Você usou muito a palavra “golpe” para tratar do impeachment de Dilma Rousseff.
Pensa que a palavra foi desgastada?
Não. Foi um golpe de novo tipo, articulado por uma situação econômica. O dado
econômico é incrível, porque é sempre o mais invisível. A causa de tudo foi a
tentativa de se apropriar do orçamento público e do mercado interno via juros.
Foi um golpe parlamentar, mas qual é a independência que esse parlamento tem? Um
parlamento de baixíssimo nível, eleito com dinheiro de bancos e grandes
corporações. No ano anterior [ao impeachment], a presidenta tinha feito um
enorme esforço para diminuir os juros e usado os bancos públicos para isso. De
uma hora para outra, empresas deixaram de investir, e a imprensa inteira passou
a atacá-la.
Mas, veja, a elite se apropria do que é público mediante parcerias
público-privadas – um exemplo, como as estradas. Entretanto, foi ensinada a
imbecilidade de que o Brasil é corrupto por causa da herança de Portugal, uma
mentira legitimada com prestígio científico nas universidades. Um povo ladrão
por conta da herança portuguesa e, agora, ladrão dentro do estado. Sendo que o
estado é a esfera que se pode contrapor a um mercado desregulado.
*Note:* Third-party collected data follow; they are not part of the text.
PR #1374, opened 2024-01-14
EWPP-3875: Update News CT rendering tests.

22Alexandra:


sergepavle (approved):

sergepavle (dismissed):

templates/field/field--node--oe-news-sources--oe-news--full.html.twig
```diff
@@ -6,10 +6,11 @@
  * @see ./core/themes/stable/templates/field/field.html.twig
  */
 #}
+{% set _color = ecl_component_library == 'ec' ? 'neutral-40' : 'primary-10' %}
 <h3 class="ecl-u-type-heading-3 ecl-u-mt-3xl">{{ 'Sources'|t }}</h3>
 {% for item in items %}
   {% set bubble_cache = item.content|render %}
-  <div class="ecl-u-border-bottom ecl-u-border-color-grey-15 ecl-u-pt-m ecl-u-pb-m">
+  <div class="ecl-u-border-bottom ecl-u-border-color-{{ _color }} ecl-u-pt-m ecl-u-pb-m">
```
ademarco: Since we repeat this 5 times only in this PR, we could turn this into a Twig function that, depending on the library , prints out the right class, as `ecl-u-border-color-{{ _color }}`, like this:

```suggestion
  <div class="ecl-u-border-bottom {{ ecl_class_border_color() }} ecl-u-pt-m ecl-u-pb-m">
```

ademarco (changes requested):

ademarco (approved):

sergepavle (approved):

Dias antes do segundo turno, universidades se tornaram alvo de diversas ações de
fiscalização – e justamente faixas contra o fascismo foram censuradas. Dias
depois do segundo turno, investidas do Escola Sem Partido avançaram com a
convocatória de denúncias contra docentes “doutrinadores”. Ainda há pensamento
crítico e resistência nesses espaços?
Como você mantém uma população inteira precarizada? Você pega a escola, um
elemento de classificação e acesso a conhecimento que está relegado à classe
média. O privilégio positivo específico da classe média é este: estímulo para
estudo, domínio de línguas, capacidade de concentração. Você chega aos cinco
anos na escola particular como um vencedor, pois é aparelhado psicológica e
moralmente: espera bons salários e prestígio. O pobre já é tratado como um
perdedor, num abandono secular e cumulativo. Depois, você vê a classe média
culpando a classe pobre, dizendo que ela é preguiçosa e indolente – e que o
mérito do seu sucesso é só seu. Assim, a sociedade brasileira sacramentou dois
caminhos: um, da felicidade; outro, do fracasso.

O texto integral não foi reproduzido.